Only these lines of the data below are wanted: the one with "But that does", the one with "Meant to solve", and any lines between them, each repeated exactly.

---------- DATA FOR THE TASK

Issue #63, opened 2014-12-12
make PAdics compile


benediktahrens:
PAdics does not compile at the moment. It should be adapted to compile with latest Coq/UniMath.
Some beautification would also be beneficial.

Anyone starting to work on this should comment in this issue, as to avoid duplication of efforts.

rmatthes:
I have started work on this task on the basis of Benedikt's branch. My first commit makes the file `lemmas.v` compile again. This happens in my branch "repairpadics", see
[https://github.com/rmatthes/UniMath/tree/repairpadics](https://github.com/rmatthes/UniMath/tree/repairpadics)

DanGrayson:
I've assigned Ralph to the issue (that's a good way for others to learn at a glance that someone is already working on an issue).

rmatthes:
Four of the five vernacular files are fine now (in my branch mentioned above).
     spec    proof comments
      185      782       21 UniMath/PAdics/lemmas.v
      177     1774       37 UniMath/PAdics/fps.v
       58      457       12 UniMath/PAdics/frac.v
      219     2049       60 UniMath/PAdics/z_mod_p.v
      639     5062      130 total
But there are real problems with padics.v. Proof checking with `Defined.` takes ages, and at some point, also a `change`, so the development comes to  a halt.
Suggestions welcome.

benediktahrens:
On 10/29/2017 09:36 PM, Ralph Matthes wrote:
> Four of the five vernacular files are fine now (in my branch mentioned above).
>      spec    proof comments
>       185      782       21 UniMath/PAdics/lemmas.v
>       177     1774       37 UniMath/PAdics/fps.v
>        58      457       12 UniMath/PAdics/frac.v
>       219     2049       60 UniMath/PAdics/z_mod_p.v
>       639     5062      130 total
> But there are real problems with padics.v. Proof checking with `Defined.` takes ages, and at some point, also a `change`, so the development comes to  a halt.
> Suggestions welcome.
> 


Here, the following works:

(* Coq hangs on this command on Oct. 29, 2017: apply idpath. Solution: *)
(*      apply hzplusladd.
      Fail (apply hzmultlmul).
      Fail (apply hzmultrmul).
*)
      exact (idpath _ ).

But that does not solve the problem with `Defined.`

benediktahrens:
On 10/29/2017 09:36 PM, Ralph Matthes wrote:
> Four of the five vernacular files are fine now (in my branch mentioned above).
[...]

PR #776, opened 2017-10-30
Repair the contents of the PAdics directory

rmatthes:
Meant to solve most of issue #63 . See the caveats in the [last commit on padics.v](https://github.com/rmatthes/UniMath/commit/fbee2b127978674e08449738d9b077b61a3930c5). There is no problem with the other four vernacular files, though.

If no solution is found to the execution time of proof checking, maybe the directory should be merged and padics.v still not included into the regular make process, which creates a problem since the makefile currently does not accept the presence of .v files in directories which are compiled. On the other hand, padics.v in the proposed form contains `Admitted.` which will not be accepted by the makefile.


rmatthes:
I tested the implementation in the state before the last (merge) commit. On a Core i7-4790 (3.60GHz), after waiting for close to 14 hours, the first four proofs that I close with `Admitted.` were effectively also processed by Coq with a closing `Defined.` instead. The file .padics.aux is not written to concurrently, so I do not have better data (without doing a proper testing setup). At least, the lemmas hzquotientandfpstimesl, precarryandcarry, doublecarry and quotientprecarryplus have to be considered as fully formalized and approved by UniMath.

The ongoing effort concerns the lemmas carryandplus, carryandtimesl and padicintsareintdom.

benediktahrens:
Have you tried cutting the "Admitted" proofs into smaller pieces?

rmatthes:
I did not. But there are also very short ones among them, e.g. the proof of precarryandcarry. What could possibly be gained by taking its proof apart?

rmatthes:
To my mind, the proof of `precarryandcarry_pointwise` looks extremely simple and innocuous. There must be odd things going on somewhere with all the coercions.

benediktahrens:
On 10/31/2017 03:08 PM, Ralph Matthes wrote:
> To my mind, the proof of `precarryandcarry_pointwise` looks extremely
> simple and innocuous. There must be odd things going on somewhere
> with all the coercions.
> 

I suggest removing the `simpl` tactics.

benediktahrens:
A first step is to make this one work:
```
Lemma foo1 (m : hz) (is : hzneq 0 m) (a : fpscommrng hz) n
      : carry m is a (S n) + 0%hz = carry m is a (S n).
Proof.
  intros.
  exact (hzplusr0 _ ).
Qed.
```
I imagine that during `Qed`, the term `carry m is a (S n)` is unfolded, which is a bad idea.

DanGrayson:
It would be better to replace each `Admitted` by `Abort`, as Admitted facts can deceive the user.

rmatthes:
What kind of deception would that be in this case? I bet we would just need stronger hardware to get the verification through.

benediktahrens:
On 11/07/2017 07:47 PM, Ralph Matthes wrote:
> What kind of deception would that be in this case? I bet we would just need stronger hardware to get the verification through.
> 


I think everybody agrees that we want to avoid `Admitted` in UniMath.

The reasons for the need of the Admitted that are still present in
PAdics is mysterious to us. They are not mathematical reasons, at least
not in the sense that we don't know how to prove something. Instead,
they have to do with how things are formulated - an interplay between
the mathematics and the underlying proof assistant.

It would be great if we could fix the remaining `Admitted` soon.
However, I feel that that will require some diving deeply into the code,
and it might not happen for a while.

It would be silly to have the code become incompatible in the meantime.

I think that we should merge the code now, for the sake of keeping it
compatible more easily. But we should be very clear about the fact that
there are lemmas that are admitted in that code.

DanGrayson:
Let's use `Abort` and not use `Admitted` here.  Why make an exception to our policy in this case?  For example, one admitted fact is `padicintsareintdom`.  Just abort it and abort the one proof where it is used (right near the end, so nothing will be lost).

benediktahrens:
On 11/07/2017 09:50 PM, Daniel R. Grayson wrote:
> Let's use `Abort` and not use `Admitted` here.  Why make an exception
> to our policy in this case?  For example, one admitted fact is
> `padicintsareintdom`.  Just abort it and abort the one proof where it
> is used (right near the end, so nothing will be lost).
> 

Oh, right, `Abort` serves almost the same purpose. I had forgotten about
that fact.

Then, yes, aborting instead of admitting.

rmatthes:
If you abort the first lemma, you have to abort all it depends on. What is the information contained in plenty of aborted proofs?
Of course, one can keep track of all the dependencies by hand. Do you want me to do that still?

benediktahrens:
On 11/07/2017 10:29 PM, Ralph Matthes wrote:
> If you abort the first lemma, you have to abort all it depends on.
> What is the information contained in plenty of aborted proofs? Of
> course, one can keep track of all the dependencies by hand. Do you
> want me to do that still?
> 

One way to do it is to add the aborted lemma as a hypothesis to any
result that depends on that. For that, it convenes to give a name to the
type of the lemma, as in

```
Definition statement_of_lemma : UU := ...

Lemma foo : statement_of_lemma.
Proof.
...
Abort.


Lemma bar : statement_of_lemma -> something_else.
Proof.

```
That's cumbersome, but a good way to document things.

rmatthes:
This is what I meant by "by hand".

DanGrayson:
I just tried an experiment: I added `Unset Kernel Term Sharing.` at the top of the file, put back each `Defined.`, and they worked almost instantly.

DanGrayson:
I'm glad that worked out.  Now we should get rid of the notation "~>" for paths and use "=" instead.

rmatthes:
I would be glad to end my work on this package for now. With `Unset Kernel Term Sharing.` in two more of the vernacular files, my machine compiles it in 20s, single-threaded. The other two files did not seem to profit from it, which is why I left them without that option.

DanGrayson:
It would be nice if the tactic `permute` had its code indented readably.

Other than that, it looks good to me.

DanGrayson:
lgtm

rmatthes:
Does `permute` now look reasonable? No point in waiting for compilation results, only whitespace has been modified.

DanGrayson:
Yes, it does.  I'll let Benedikt pull it.

DanGrayson:
Thanks for getting that package to work!

rmatthes:
Thanks for unblocking the proof verification problem - even if that still seems like a hack to me, in particular since the option is not documented for Coq users anywhere.

DanGrayson:
You're right -- it's not documented in the manual, which surprises me.

Here's a discussion where they talk about adding the command but not documenting it: https://coq.inria.fr/bugs/show_bug.cgi?id=3309

rmatthes:
How does this affect independent checking of the proofs? Is coqchk blind to having chosen that option?

DanGrayson:
I don't know.  I can't even get `coqchk` to check Foundations/Preamble.

benediktahrens:
Great, thanks a lot you two for getting this package back in shape.

PR #781, opened 2017-11-14
clean up Foundations

DanGrayson:
... in time for the workshop, in line with #763.

Incorporates most of Ralph's suggestions in #764.

I also add this to our style guide:

* Do not use `apply` with a term that needs no additional arguments filled in,
  because using `exact` would be clearer.


benediktahrens:
lgtm

PR #784, opened 2017-11-25
remove exception to enforcing listing

benediktahrens:
following up on #783 , we remove the exception to the rule that *.v files must be listed.


Makefile
```diff
@@ -278,7 +278,7 @@ clean::; rm -f .check-travis.okay
 
 # here we ensure that every *.v file F in each package P is listed in the corresponding file UniMath/P/.package/files
 # except for one, which someone has to look at and fix or eliminate:
```
rmatthes: this comment should also be updated

PR #826, opened 2017-12-13
Add a comment about limits/cats

mortberg:


peterlefanulumsdaine:
Comment-only, and looks good to me.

--------------------

* **OUTPUT OF THE EXERCISE**
But that does not solve the problem with `Defined.`

benediktahrens:
On 10/29/2017 09:36 PM, Ralph Matthes wrote:
> Four of the five vernacular files are fine now (in my branch mentioned above).
[...]

PR #776, opened 2017-10-30
Repair the contents of the PAdics directory

rmatthes:
Meant to solve most of issue #63 . See the caveats in the [last commit on padics.v](https://github.com/rmatthes/UniMath/commit/fbee2b127978674e08449738d9b077b61a3930c5). There is no problem with the other four vernacular files, though.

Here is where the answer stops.